こんにちは、島本薫です。落ち葉がかさこそ鳴る季節になりましたね。
毎年11月は「児童虐待防止推進月間」。
わたしはこの言葉を聞くと思い出す、ある胸の痛む経験があります。
もうずっと前のことですが、近所ですさまじい子どもの泣き声が響いたことがありました。そのときわたしがどうしたか、まずはそこからお話しましょう。
■突然、子どもの悲鳴と泣き声が響いてきた
それはまだ、携帯電話がただの電話でしかなかった頃のこと。その日はたまたま前の仕事が早く終わり、わたしは午後もまだ早いうちに帰宅しました。
ものわかりのいい上司に感謝しつつ、自宅の鍵をあけようとしたとき――どこからか、子どものすさまじい泣き声が響いてきたのです。
そのころ、時折マンションのどこかで子どもの異様な泣き声が響くことがあって、気になっていたのですが、その日の泣き声は日頃聞いていたのとはまるで違いました。
泣き声というより、悲鳴。追い詰められた小さな動物の叫び声のようでした。
泣き叫ぶ声に混じって、吠えるような怒鳴り声。ただ、何と言っているのか、どこから声がするのか、さっぱりわかりません。
逃げるように家に入っても泣き声はやまず、ひどくなるばかり。いたたまれなくなって、外の空気でも吸おうとベランダのドアを開けた瞬間、泣き声が大きく響き渡りました。そして、どの部屋で泣き声がしているのか、ハッキリわかったのです。
■「すぐに通報しなさい。その間に何かあったらどうするの」
天気のいい日だったので、その家でもベランダ側の窓をあけていたのでしょうね。響き渡る泣き声を聞きとめた人は、わたしだけではありませんでした。
向かいのマンションでも、何人もがベランダに出て不安げな顔をのぞかせています。下を見れば、道行く人が皆顔を上げて声のするほうを見ています。ピザの配達の人まで、ちらちら上を見ながらバイクを走らせていきました。
それほどの泣き声であり、怒鳴り声だったのです。
わたしはもうどうしたらいいかわからなくなり、母に電話して泣きつきました。
「子どもの悲鳴と泣き声が、もう20分以上も続いてるの……」。母は即座に返事しました。
「あなた、すぐ警察に電話しなさい」
……え、でも、そんな大ごとに……。ためらうわたしに、警察はこういうときにあるものです、と言い切る母。じゃあ、番号案内で最寄りの交番の番号を調べて……。ぐずぐず言うわたしに、母はこう言いました。
「いいから110番なさい。番号なんか調べてる間に何かあったらどうするの」
■「疑いがあれば、遠慮なく知らせてほしい」
何も知らないのに。
何も事情を知らないのに、よその家のことに口出ししてもいいのだろうか。
迷うわたしの背中を押したのは、母の言葉だけではありませんでした。吠えるような泣き声に混じり、「やーめーてー!」という声が聞こえたのです。

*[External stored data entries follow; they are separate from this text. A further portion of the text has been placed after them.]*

PR #2403, opened 2024-11-18
Hide proxy-shield in multi-select

### LINKED ISSUE #2401: Proxy: shield should be hidden in multi-select mode
in multi-select mode, it is usual to hide everything unrelated.

we should also hide the proxy-button above the chatlist during multi-select therefore

zeitschlag:
`setRightBarButton` seems to do something differently than `setBarButonItems`. I fixed it in the other places as well. And as a proof, please enjoy this screenshot:

Screenshot 2024-11-18 at 08 57 34

Fixes #2401 (I didn't include a changelog-entry as this is a fix to an unreleased thing)

### DIFF
--- a/deltachat-ios/Controller/ChatListViewController.swift
+++ b/deltachat-ios/Controller/ChatListViewController.swift
@@ -773,7 +773,7 @@ class ChatListViewController: UITableViewController {
             titleView.text = String.localized("chat_archived_label")
             if !handleMultiSelectionTitle() {
                 navigationItem.setLeftBarButton(nil, animated: true)
-                navigationItem.setRightBarButton(markReadButton, animated: true)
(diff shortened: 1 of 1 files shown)


r10s:
that set rightButton and rightButtons do different things might also be a bug in iOS ... at least apple should have documented it, if that is really the expected behavior

r10s (approved):

Amzd:
Not a bug in iOS as it is documented here: https://developer.apple.com/documentation/uikit/uinavigationitem/1624956-rightbarbuttonitems

> The first item in the array can also be set using the [rightBarButtonItem](https://developer.apple.com/documentation/uikit/uinavigationitem/1624957-rightbarbuttonitem) property.

but definitely unintuitive

PR #2404, opened 2024-11-18
Scan Proxy-QR-codes (#2400)

### LINKED ISSUE #2400: Proxy: Scan and handle Proxy-QR-Codes
- Show alert to ask people if they want to add that proxy

zeitschlag:
- QR-Reader learned a new trick: It can scan Proxy-QR-codes now.
- It's pretty simple: You scan a Proxy-QR-code with the QR-code-reader and you see this alter:

Screenshot 2024-11-18 at 15 14 03

- Fixes #2400

### DIFF
--- a/deltachat-ios/Helper/Protocols.swift
+++ b/deltachat-ios/Helper/Protocols.swift
@@ -1,7 +1,7 @@
 import UIKit
 
 protocol QrCodeReaderDelegate: AnyObject {
-    func handleQrCode(_ viewController: UIViewController, qrCode: String)
+    func handleQrCode(_ qrCode: String)
 }
 
 protocol ContactListDelegate: AnyObject {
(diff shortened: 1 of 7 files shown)


deltachat-ios/Helper/Protocols.swift
```diff
@@ -1,7 +1,7 @@
 import UIKit
 
 protocol QrCodeReaderDelegate: AnyObject {
-    func handleQrCode(_ code: String)
+    func handleQrCode(_ viewController: UIViewController, qrCode: String)
```
r10s, line 4: the added viewController seems not be be used anywhere at a first glance

r10s (approved):
works for me :)

nb: this does not support scanning from the system camera, right? wondering if we want to support that, maybe file an issue to not forget about it

deltachat-ios/Helper/Protocols.swift
zeitschlag: Good catch, thank you!

PR #2412, opened 2024-11-23
add new webxdc APIs

### LINKED ISSUE #2411: add webxdc selfAddr/notify/href APIs (M2/M3)
see and  https://github.com/deltachat/deltachat-core-rust/pull/6230,  https://github.com/deltachat/deltachat-core-rust/pull/6237 and   https://github.com/deltachat/deltachat-core-rust/pull/6248

r10s:
closes #2411

### DIFF
--- a/deltachat-ios/Controller/WebxdcViewController.swift
+++ b/deltachat-ios/Controller/WebxdcViewController.swift
@@ -430,8 +430,10 @@ class WebxdcViewController: WebViewViewController {
         DispatchQueue.global(qos: .userInitiated).async { [weak self] in
             guard let self else { return }
 
-            let url = URL(string: "\(self.INTERNALSCHEMA)://acc\(self.dcContext.id)-msg\(self.messageId).localhost/" + (href ?? "index.html"))
-            let urlRequest = URLRequest(url: url!)
+            let base ="\(self.INTERNALSCHEMA)://acc\(self.dcContext.id)-msg\(self.messageId).localhost/"
+            let url = URL(string:  base + href ?? "index.html")
+            let fallbackUrl = URL(string: base + "index.html")!
+            let urlRequest = URLRequest(url: url ?? fallbackUrl)
             DispatchQueue.main.async {
                 self.webView.load(urlRequest)
             }
--- a/deltachat-ios/Controller/WebxdcViewController.swift
+++ b/deltachat-ios/Controller/WebxdcViewController.swift
@@ -426,11 +426,7 @@ class WebxdcViewController: WebViewViewController {
             guard let self else { return }
 
             let file = if let href {
-                if href.starts(with: "#") {
-                    "index.html" + href
-                } else {
-                    href
-                }
+                href
             } else {
                 "index.html"
             }
--- a/deltachat-ios/Controller/WebxdcViewController.swift
+++ b/deltachat-ios/Controller/WebxdcViewController.swift
@@ -425,13 +425,7 @@ class WebxdcViewController: WebViewViewController {
         DispatchQueue.global(qos: .userInitiated).async { [weak self] in
             guard let self else { return }
 
-            let file = if let href {
-                href
-            } else {
-                "index.html"
-            }
-
-            let url = URL(string: "\(self.INTERNALSCHEMA)://acc\(self.dcContext.id)-msg\(self.messageId).localhost/" + file)
+            let url = URL(string: "\(self.INTERNALSCHEMA)://acc\(self.dcContext.id)-msg\(self.messageId).localhost/" + (href ?? "index.html"))
             let urlRequest = URLRequest(url: url!)
             DispatchQueue.main.async {
                 self.webView.load(urlRequest)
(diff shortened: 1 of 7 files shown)


deltachat-ios/Controller/WebxdcViewController.swift
```diff
@@ -417,7 +424,18 @@ class WebxdcViewController: WebViewViewController {
...
+
+            let file = if let href {
+                if href.starts(with: "#") {
+                    "index.html" + href
+                } else {
+                    href
+                }
+            } else {
+                "index.html"
+            }
```
Amzd, line 436: I think this would be quite unintuitive to webxdc app developers reading the window.location.href. Is index.html strictly needed here? Or is it in the spec that it works like this?

r10s: index.html  is the starting point of any webxdc, this is also documented like that at https://webxdc.org/docs/

so,  `update.href` can be `#sth` in case of single-page apps (which is the vast majority) - for multi-page apps, that needs to be `page1.html#sth`, `page2.html#sth`, `index.html#sth`

Amzd: I might be missing a bit of context but since a webserver would serve the index.html with a `window.location.href` path of just `/` (`/index.html` not needed), an implementation of webxdc using web server instead of would have a different `window.location.href` path.

So for example if you send "#sth" in a webserver implementation the path part of `window.location.href` would become "#sth" while with this implementation it would become "index.html#sth". 

https://github.com/webxdc/website/pull/90/files/bf284a1901cc5edd7f04798e4261c16fb5555600#diff-6ecb9b561809502e7de51b357752efed1f95cd22736a885e19e5eff2012cc77aR11

The new doc says "you can't assume anything about the scheme or domain part of the url" which implies you can assume the path part of the url which is not true if my example here follows the spec? Tell me if I am wrong, you have much more knowledge of webxdc.

adbenitez: it is about a link to open the app, ex. if you are in a ./subpage.html file and send #foobar this doesn't mean that the link is to the current page, you have to be explicit about what page you want to open with the #fragment, because when you start a webxdc it always starts at index.html, the only situation when you can send just the #fragment is when it is for index.html, if it were always explicit it would be more obvious, but less convenient for single page apps

adbenitez: e.i. the #fragment is not relative to the current open page, otherwise the behavior would be arbitrary receiving a #fragment in the current open page when it was intended for another subpage

hpk42:
Caspar, thanks joining the discussion from a general web-app/server angle!

What is different with webxdc apps and how clicking an info message opens a href
is that there is not neccessarily a "current" page as the info message might be
a historic message and you have since navigated the app to a different page. 
So if the href is simply "#something" then the messenger would have a hard
time providing the implicit full location when starting the webview. 

This is different with classic web-apps where a href is always used 
within some current page/context and resolved relative to it.

deltachat-ios/Controller/WebxdcViewController.swift
r10s: i changed this PR to not look into `href`, as discussed. thanks a lot

deltachat-ios/Controller/WebxdcViewController.swift
```diff
@@ -417,7 +424,14 @@ class WebxdcViewController: WebViewViewController {
     private func loadHtml() {
         DispatchQueue.global(qos: .userInitiated).async { [weak self] in
             guard let self else { return }
-            let url = URL(string: "\(self.INTERNALSCHEMA)://acc\(self.dcContext.id)-msg\(self.messageId).localhost/index.html")
+
+            let file = if let href {
+                href
+            } else {
+                "index.html"
+            }
```
Amzd, line 432: This is the same as 

```swift
let file = href ?? "index.html"
```

r10s: yeah, soo much switching of programming languages these days :) thanks for the pointer, i simplified that futher

deltachat-ios/Controller/WebxdcViewController.swift
```diff
@@ -417,7 +424,8 @@ class WebxdcViewController: WebViewViewController {
     private func loadHtml() {
         DispatchQueue.global(qos: .userInitiated).async { [weak self] in
             guard let self else { return }
-            let url = URL(string: "\(self.INTERNALSCHEMA)://acc\(self.dcContext.id)-msg\(self.messageId).localhost/index.html")
+
+            let url = URL(string: "\(self.INTERNALSCHEMA)://acc\(self.dcContext.id)-msg\(self.messageId).localhost/" + (href ?? "index.html"))
             let urlRequest = URLRequest(url: url!)
```
Amzd, line 434:
```suggestion
            let base ="\(self.INTERNALSCHEMA)://acc\(self.dcContext.id)-msg\(self.messageId).localhost/"
            let url = URL(string:  base + href ?? "index.html")
            let fallbackUrl = URL(string: base + "index.html")!
            let urlRequest = URLRequest(url: url ?? fallbackUrl)
```

Maybe prevent crashing if href creates an invalid url? I don't know if you can make a URL invalid with only the path part but it feels unsafe to force unwrap there. Sorry for all the nitpicky comments haha

Amzd (approved):

PR #2418, opened 2024-11-27
Most Recent Webxdc apps but make it a widget

### LINKED ISSUE #2406: Show Webxdc-apps in Widget
- Select up to `n` Webxdc-apps you want to display in the Widget
- Webxdc-apps are just messages in chats (See: `DocumentGalleryFileCell.updateWebxdcMsg`)
- When you tap one of these Webdxc-apps, the app should be opened, if possible the selected Webxdc-app should be opened
- `AppCoordinator.handleDeepLinkURL`

zeitschlag:
This PR adds a Widget to Deltachat. The widget shows the most recent Webxdc-apps on the Homescreen so that users can open them right away from the Homescreen. It comes in two flavours/sizes:

- small. Shows up to 4 apps.
- medium. Shows up to 8 apps.

They look like this:

When users tap on an icon, the selected app opens right away in the right chat. The list gets updated every 15 minutes.

When adding them to the Homescreen, users see this:

2406_add

The icons for this placeholder come from various Webxdc-app-repos.

Also: This PR makes CI use Xcode 16. And closes #2406 
Sidenote: Widgets are more fun on an actual device than in the Simulator.
Sidenote: Widget is not localized yet.


DcWebxdcWidget/DcWebxdcWidget.swift
```diff
@@ -0,0 +1,177 @@
...
+
+    func getSnapshot(in context: Context, completion: @escaping (UsedWebxdcEntry) -> Void) {
+        let entry = placeholder(in: context)
+        completion(entry)
+    }
+
+    func getTimeline(in context: Context, completion: @escaping (Timeline<Entry>) -> Void) {
+        /// ----------------------------------
+        /// **DO NOT** START dcAccounts.startIo() IN WIDGET
+        /// ----------------------------------
```
r10s, line 39: i'd be a bit less broad and also try to answer "why":

```suggestion
        // no startIo() as this works only for one process, and widgets may run concurrently to the main app
```

DcWebxdcWidget/DcWebxdcWidget.swift
```diff
@@ -0,0 +1,177 @@
...
+                title: name
+            )
+        }
+
+        let currentDate = Date()
+        let entry = UsedWebxdcEntry(date: currentDate, apps: apps)
+        let nextDate = Calendar.current.date(byAdding: .minute, value: 15, to: currentDate)!
+
+        let timeline = Timeline(entries: [entry], policy: .after(nextDate))
+        completion(timeline)
```
r10s, line 89: i am wondering, how other apps create "shortcut widgets" - are there other providers than "TimelineProvider"? just a general question for understanding, for the current implementation, things are fine

DcWebxdcWidget/DcWebxdcWidget.swift
```diff
@@ -0,0 +1,177 @@
...
+            let dcContext = dcAccounts.get(id: accountId)
+            if dcContext.isOpen() == false {
+                do {
+                    let secret = try KeychainManager.getAccountSecret(accountID: accountId)
+                    _ = dcContext.open(passphrase: secret)
+                } catch {
+                    debugPrint("Couldn't open \(error.localizedDescription)")
+                }
+            }
+        }
```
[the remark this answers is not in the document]
zeitschlag: Ah, that's good to know, thank you!
I basically just copied this from `AppDelegate.continueDidFinishLaunchingWithOptions`.  Should we remove it there as well?

DcWebxdcWidget/DcWebxdcWidget.swift
zeitschlag: From what I know, there's just the Timeline-provider. Basically you can't just update the widget itself [whenever you want](https://developer.apple.com/documentation/WidgetKit/Keeping-a-Widget-Up-To-Date), just like with background activity, you have a limited reload-budget and the system is in control to allocate your widget some time to reload here and there throughout the day.

That's why you build a "Timeline" with entries and give a "Please update then"-date. Does this answer your question?

scripts/untranslated.xml
```diff
@@ -7,4 +7,7 @@
     <string name="backup_successful_explain_ios">You can find the backup in the \"Delta Chat\" folder using the \"Files\" app.\n\nMove the backup out of this folder to keep it when deleting Delta Chat.</string>
     <string name="location_denied">Location access denied</string>
     <string name="location_denied_explain_ios">In the system settings, enable \"Privacy/Location Services\" and set \"Delta Chat/Location\" to \"Always\" and \"Precise\".</string>
+    <string name="widget_no_apps">No apps.</string>
+    <string name="widget_most_recent_apps_title">Recent Webxdc-apps</string>
+    <string name="widget_most_recent_apps_description">Shows the most recent Webxdc-apps.</string>
```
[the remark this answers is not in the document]
zeitschlag: Regarding the naming, I'd like to point to the [Shortcuts-app](https://en.wikipedia.org/wiki/Shortcuts_(Apple)) from Apple.

DcWebxdcWidget/DcWebxdcWidget.swift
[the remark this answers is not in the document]
r10s: at some point, yes, then together with all the other stuff that was deprecated at #2011 - that would, however, prevent ppl from opening these accounts completely (maybe we should give another warning before)

DcWebxdcWidget/DcWebxdcWidget.swift
r10s: yes, so i learned it is always  a "timeline", thanks  for clarifying that, this was the part i was unsure about.

however,  as it is possible to let ["WidgetKit request a new timeline when something affects a widget’s current timeline"](https://developer.apple.com/documentation/WidgetKit/Keeping-a-Widget-Up-To-Date#Inform-WidgetKit-when-a-timeline-changes) it should be fine also for the case the user adds/removes widgets manually

scripts/untranslated.xml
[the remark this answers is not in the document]
r10s: yes, i had that in mind as well. seems still be better as it is not the exactly same screen (so us adding "apps" in the screen that shows "apps" :), also at least "telegram" uses the same term.

so, i am not that worried about it, but i also do not think, it is perfect. if there are other suggestions, i am of course open to that

r10s:
i think, it is okay for being merged to move forward; for a release it is already bespoken that subsequent steps are needed (maybe also for a testflight)

subsequent steps are  at least https://github.com/deltachat/deltachat-ios/pull/2440, however, as we meanwhile know by 99% that the widget cannot be removed from "Quick Actions" [^1], we can also consider to make the widgets more useful also in case the user has no apps yet or does not even know about them (we do not have an app-picker yet) - that could be the option to add shortcuts also to normal chats, as virtually all other messengers allow.

that would probably also make apple review much easier - we would not longer hide out "app" feature, but it would also be "far less in the face" (which is totally fine and UX wise even better)

depends a bit on how complicated that would become, and also about the timing wrt the added app-picker

lots of moving targets

[^1]: "Quick Actions" are shown when long taping the app-icon, here the first row allows to turn the app-icon into a widget:

r10s (approved):

DcWebxdcWidget/DcWebxdcWidget.swift
```diff
@@ -0,0 +1,166 @@
...
+struct Provider: TimelineProvider {
+    func placeholder(in context: Context) -> UsedWebxdcEntry {
+        let limit: Int
+        switch context.family {
+        case .systemSmall:
+            limit = 4
+        case .systemMedium:
+            limit = 7
+        default:
+            limit = 7
```
r10s, line 14: wondering, btw, where the "7" comes from - why not "8"?

zeitschlag: It comes from my confused brain. `8` is totally right, of course, let me fix that! 🫠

震える手で110番を押し、おそるおそる状況を伝えたところ、ほどなくパトカーが到着しました。
ありがたいことに、そのころには泣き声も止んでいたので、いたずら電話だと思われるのではないかとびくびくしていましたが……。行動を起こした以上は、咎められることも覚悟の上でした。
わたしの心配をよそに、やってきた刑事さんはきちんと状況を確認してくれたばかりか、その様子を伝えてくれたのです。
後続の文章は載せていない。